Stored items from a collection

Issue #1361, opened 2026-01-21
Dependency installation errors: markdownlint-cli2@^0.19.1 and fs-extra module not found


thecontstruct:
**Describe the bug**

During BMAD installation, two dependency-related errors occur:

1. **markdownlint-cli2 version error**: `npm error notarget No matching version found for markdownlint-cli2@^0.19.1`
2. **fs-extra module not found**: Module installers for `bmb` and `cis` fail with `Cannot find module 'fs-extra'`

**Steps to reproduce**

1. Run BMAD installation (e.g., `bmad install` or initial setup)
2. Installation proceeds through core and module installation
3. When installing dependencies for BMad Builder (`bmb`) and BMad Creative Innovation Suite (`cis`) modules, npm install fails
4. Module-specific installers then fail due to missing `fs-extra` module

**Expected behavior**

- Dependencies should install successfully without version errors
- Module installers should run without missing module errors
- Installation should complete without warnings/errors

**Environment (if relevant)**

- Model(s) used: N/A (CLI installation)
- Agentic IDE used: N/A
- BMad version: Current main branch
- Project language: JavaScript/Node.js
- OS: macOS (darwin 24.6.0)
- Shell: zsh

**Screenshots or links**

Error output:

```
⚠ Failed to install dependencies for BMad Builder
  Warning: Command failed: npm install --production --no-audit --no-fund --prefer-offline --no-progress
npm warn config production Use `--omit=dev` instead.
npm error code ETARGET
npm error notarget No matching version found for markdownlint-cli2@^0.19.1.
npm error notarget In most cases you or one of your dependencies are requesting
npm error notarget a package version that doesn't exist.

Error running module installer for bmb: Cannot find module 'fs-extra'
Require stack:
- ~/.bmad/cache/external-modules/bmb/src/_module-installer/installer.js
- ~/workspace/BMAD-METHOD/tools/cli/installers/lib/modules/manager.js
- ~/workspace/BMAD-METHOD/tools/cli/installers/lib/core/installer.js
- ~/workspace/BMAD-METHOD/tools/cli/commands/install.js
- ~/workspace/BMAD-METHOD/tools/cli/bmad-cli.js

Error running module installer for cis: Cannot find module 'fs-extra'
[Similar stack trace]
```

**Additional context**

- Installation completes but with warnings/errors
- Both `bmb` and `cis` modules are affected
- The `fs-extra` error appears to be a consequence of the failed npm install (dependencies not installed)
[...]

PR #1374, opened 2026-01-23
fix: add --ignore-scripts option to npm install command in ModuleManager

thecontstruct:
This change ensures that scripts are not executed during the installation of dependencies, improving the reliability of the installation process.

Fix for #1361 thoough this might just be a bandaid. Without know the original intention behind the prepare:husky script in the external repo's it's hard to judge.


thecontstruct:
Closing as seems to be fixed in main now, likely due to 3f9ad4868cc5dc44e5932b26b690c9130ff39672

PR #1434, opened 2026-01-28
fix: remove stray closing quote in quick-spec step-04-review.md

### LINKED ISSUE #1433: [Bug] Stray closing quote in step-04-review.md breaks Quick Summary template
## Description

In `src/bmm/workflows/bmad-quick-flow/quick-spec/steps/step-04-review.md`, line 42 has a stray closing double quote that creates malformed markdown output.

### Affected Version
- v6.0.0-Beta.2 (tag `6.0.0-Beta.2`)

### File Location
`src/bmm/workflows/bmad-quick-flow/quick-spec/steps/step-04-review.md`

### Current (Incorrect)
```markdown
"**Quick Summary:**

- {task_count} tasks to implement
- {ac_count} acceptance criteria to verify
- {files_count} files to modify"
```

Line 42 ends with an errant `"` that doesn't match the opening structure.

### Expected
```markdown
"**Quick Summary:**

- {task_count} tasks to implement
- {ac_count} acceptance criteria to verify
- {files_count} files to modify
```

The closing quote on line 42 should be removed.

### Impact
When the Quick Spec workflow presents the review summary to users, the trailing quote appears in the output, creating inconsistent formatting.

### Steps to Reproduce
1. Run `/bmad-bmm-quick-spec` workflow
2. Complete steps 1-3 to generate a tech-spec
3. Observe step 4 review output - the Quick Summary section includes a trailing `"`

### Suggested Fix
```diff
- - {files_count} files to modify"
+ - {files_count} files to modify
```

### Additional Context
Found during comparison of local installation against v6.0.0-Beta.2 source while investigating other migration issues.

arcaven:
## What
Remove errant closing quote on line 42 of `step-04-review.md` that creates malformed markdown output in the Quick Summary display block.

## Why
The trailing `"` on line 42 doesn't properly close the multi-line quoted block and appears literally in workflow output, creating inconsistent formatting.

Fixes #1433

## How
- Removed the trailing `"` from line 42: `- {files_count} files to modify"` → `- {files_count} files to modify`
- The opening quote on line 38 (`"**Quick Summary:**`) now stands alone as a display marker, consistent with other display patterns in the file

## Testing
- Verified the change matches the expected fix described in issue #1433
- Confirmed no other references to this line exist that would break

### DIFF
--- a/tools/cli/installers/lib/ide/_config-driven.js
+++ b/tools/cli/installers/lib/ide/_config-driven.js
@@ -352,14 +352,14 @@ LOAD and execute from: {project-root}/{{bmadFolderName}}/{{path}}
     // Clean up potential double extensions from source files (e.g. .yaml.md -> .md)
     const baseName = standardName.replace(/\.(yaml|yml)\.md$/, '.md');
 
-    // If using default markdown, preserve original behavior (keeps .agent.md suffix)
+    // If using default markdown, preserve the bmad-agent- prefix for agents
     if (extension === '.md') {
       return baseName;
     }
 
-    // For other extensions (e.g., .toml), remove .agent suffix as well
-    // Gemini doesn't support double-dot patterns like .agent.toml
-    return baseName.replace(/(\.agent)?(\.md|\.yaml|\.yml)$/, extension);
+    // For other extensions (e.g., .toml), replace .md extension
+    // Note: agent prefix is preserved even with non-markdown extensions
+    return baseName.replace(/\.md$/, extension);
   }
 
   /**
--- a/tools/cli/installers/lib/ide/platform-codes.yaml
+++ b/tools/cli/installers/lib/ide/platform-codes.yaml
@@ -14,18 +14,14 @@
 #   installer: Installation configuration (optional - omit for custom installers)
 
 platforms:
-  # ============================================================================
-  # CLI Tools
-  # ============================================================================
-
-  claude-code:
-    name: "Claude Code"
-    preferred: true
-    category: cli
-    description: "Anthropic's official CLI for Claude"
+  antigravity:
+    name: "Google Antigravity"
+    preferred: false
+    category: ide
+    description: "Google's AI development environment"
     installer:
-      target_dir: .claude/commands
-      template_type: default
+      target_dir: .agent/workflows
+      template_type: antigravity
 
   auggie:
     name: "Auggie"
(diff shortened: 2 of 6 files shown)


bmadcode:
There is an opening quote than that should also be removed on line 38 @arcaven - or better yet we should not hard code exaclt output and instead give the model the intent for output. cc @alexeyv

arcaven:
Thanks @bmadcode - good catch\! I've pushed a follow-up commit to remove the orphaned opening quote on line 38 as well. Both quotes are now removed, so the Quick Summary displays as regular markdown without the enclosing quotes.

arcaven:
I suppose it's more of a problem for my linters and isn't an actual bug now that I see the full context. In any case, it seems like a completely optional set of quotes, with little upside, and the potential for more reports.  But I'm not at all offended with a declined PR. Thanks for sharing your hard work with BMAD.

alexeyv:
@arcaven Before I know what to do with this, I'd like to understand exactly what does this look like in your session, and what LLM/platform are we talking. That pair of double quotes is supposed to mark the beginning and end of the output template. Is it getting into the output?

arcaven:
> @arcaven Before I know what to do with this, I'd like to understand exactly what does this look like in your session, and what LLM/platform are we talking. That pair of double quotes is supposed to mark the beginning and end of the output template. Is it getting into the output?

It parses fine as-is for LLM and in session, it is strictly a linter and LLM code review trap, false half-quote. I suggest the trap is not needed, entirely optional, as with and without quotes is semantically similar, but i’m not attached to this topic, I wouldn’t open it now if i understood it as I do now.

alexeyv:
> It parses fine as-is for LLM and in session, it is strictly a linter and LLM code review trap, false half-quote.
Gotcha. Stuff like this is borderline worth fixing because linter noise is bad. Is that Markdown linter or what kind of linter?

arcaven:
> > It parses fine as-is for LLM and in session, it is strictly a linter and LLM code review trap, false half-quote.
> > Gotcha. Stuff like this is borderline worth fixing because linter noise is bad. Is that Markdown linter or what kind of linter?

i hit it with ~yamllint~ vs code yaml lint extension (shouldn't be highlighting in markdown anyways!) a qudo review using openai keys in our copy of the generated checked out versions, and my own dumb eyeballs and human context window failing to scroll back sufficiently to see the opening quote while being excited about the other issues I was overexcited to offer PRs about. My apologies. Then I realized: if i hit it someone else might, and, asked myself why bother with the multi-line quote? it’s not sprintf. It’s an LLM, save the bytes! it gets the intent both ways. shorter is better? happy to close the report, it’s false but well intended.

arcaven:
withdrawing, not up to my standard

alexeyv:
@arcaven for some hard to explain reasons, I actually love this PR, and how it ended up :) Thanks!

PR #1440, opened 2026-01-28
fix: remove --prefer-offline flag to prevent stale cache errors

### LINKED ISSUE #1438: Installation fails with 'No matching version found' due to --prefer-offline flag
## Bug Description

During fresh BMAD installation via `npx bmad-method install`, dependency installation fails with:

```
npm error code ETARGET
npm error notarget No matching version found for diff@^8.0.3.
```

## Root Cause

The installer uses `--prefer-offline` flag in `tools/cli/installers/lib/modules/manager.js` (lines 419 and 444), which causes npm to use stale cached package metadata that doesn't include recently published versions.

## Steps to Reproduce

1. Have a stale npm cache (common after not running npm for a while)
2. Run `npx bmad-method install`
3. Observe dependency installation failures for packages with recent releases

## Proposed Fix

Remove `--prefer-offline` from the npm install commands. Also update `--production` to `--omit=dev` per npm's deprecation warning.

## Workaround

Users can run `npm cache clean --force` before installation to resolve the issue.

Drickon:
## What
Removes the `--prefer-offline` flag from npm install commands in the module installer.

## Why
The `--prefer-offline` flag causes npm to use cached package metadata, which can be stale and fail to resolve recently published package versions (e.g., `diff@8.0.3`). This results in `ETARGET` errors during fresh installations.

Fixes #1438

## How
- Removed `--prefer-offline` from both npm install calls in `manager.js`
- Updated deprecated `--production` flag to `--omit=dev`

## Testing
Verified that `npm install --omit=dev --no-audit --no-fund --no-progress` correctly installs dependencies without the stale cache issue.

### DIFF
--- a/tools/cli/installers/lib/modules/manager.js
+++ b/tools/cli/installers/lib/modules/manager.js
@@ -416,7 +416,7 @@ class ModuleManager {
       if (needsDependencyInstall || wasNewClone || nodeModulesMissing) {
         const installSpinner = ora(`Installing dependencies for ${moduleInfo.name}...`).start();
         try {
-          execSync('npm install --production --no-audit --no-fund --prefer-offline --no-progress', {
+          execSync('npm install --omit=dev --no-audit --no-fund --no-progress', {
             cwd: moduleCacheDir,
             stdio: 'pipe',
             timeout: 120_000, // 2 minute timeout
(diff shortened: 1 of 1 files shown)


bmadcode:
just saw this - @Drickon can you update re the conflicts?

bmadcode:
no response re conflicts - reopen if resolved @Drickon

Drickon:
Resolved the merge conflicts by rebasing onto current main. The fix now correctly preserves `--legacy-peer-deps` (from #1476) while still removing `--prefer-offline` and replacing deprecated `--production` with `--omit=dev`.

Note: This fix is still needed — the `--prefer-offline` flag and deprecated `--production` flag are still present on main. Issue #1479 mentions consolidating installer fixes, but the actual npm flag changes haven't been applied yet.

Drickon:
Conflicts resolved and rebased onto current main. Since the force-push prevented reopening this PR, created a new one: #1531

TASK. Copy each line in the entries above where the word "Additional" shows up.

RESPONSE AREA.
**Additional context**
### Additional Context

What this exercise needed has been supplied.